I'll definitely enter YC with some of my ideas at least ready as initial
prototype (writing this using the moment). I hope I will like it so to make
something similar in future to save this state of startup-spirit.

------
kellishaver
I don't think my exact model is made anymore, but it's extremely similar to
this: [http://www.amazon.com/White-Frosted-Glass-Steel-
Fighter/dp/B...](http://www.amazon.com/White-Frosted-Glass-Steel-
Fighter/dp/B003VOJOT0)

I've had it for about 5 years now. I like the size of it and it's surprisingly
sturdy, but I'm not overly fond of the glass top, because it's so hard to keep
clean.

------
Toph
This isn't a pic of my actual desk (pulled from Google Images) but its the
exact same desk I have, minus the drawer (was too lazy to take a pic):
[http://farm5.staticflickr.com/4118/5221683438_8716ac1be8_z.j...](http://farm5.staticflickr.com/4118/5221683438_8716ac1be8_z.jpg)

Been using it for the last 6 years. Works great.

------
dangrossman
I don't use a desk. I work on the sofa, on a chaise lounge in the sunroom, on
a folding chair on the patio, sometimes in bed. With a laptop, on my lap.

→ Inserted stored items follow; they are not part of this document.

PR #204, opened 2026-08-01
Durable notifications: shade delivery, ≥10s in-app banner, notification centre, and sync completeness

PeterXMR:
## The bug

> "notification showed just for 2 or 3 second and than disapeared, I wasnt fast enough to write whole content. Than I didnt saw any notification so I didnt saw any notifications afterwards."

Three separate defects were behind that report, and a fourth was found while fixing them:

1. **The toast was transient.** `useToasts` hardcodes a 2500 ms timeout (measured on-device at 2538 ms) and caps at two visible; a third arrival evicts the oldest **and clears its timer**, destroying the content with no affordance.
2. **Nothing durable was ever written.** Visibility, focus and open-chat checks ran *before* any persistence, so an event arriving in the wrong state left no trace at all — not a missed banner, an unrecoverable loss.
3. **The Capacitor WebView has no `Notification` API**, so on Android nothing reached the notification shade from the app path.
4. **Bootstrap sync could not fetch everything.** `querySync(..., { limit: 50 })` with no `since`, against outer timestamps NIP-59 randomises up to two days into the past. Measured on the real relays: the bounded query returned **50** where the unbounded one returned **172**, and only **1 of 5** test wraps fell inside the window.

## The fix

If
I'm tired of sitting, I have a freestanding shelving unit in the sunroom
that's the right height to put the laptop on top of while standing.

------
uslic001
This is my favorite desk:

[http://www.hardwoodfurniture.com/sitting-standing-
computer-d...](http://www.hardwoodfurniture.com/sitting-standing-computer-
desk.htm)

------
Codhisattva
Just switched to a hacked walking desk made from a board put on a treadmill. I
lucked out with the height being about right for typing.

------
BlackNapoleon
How do you make a "Ask HN" post?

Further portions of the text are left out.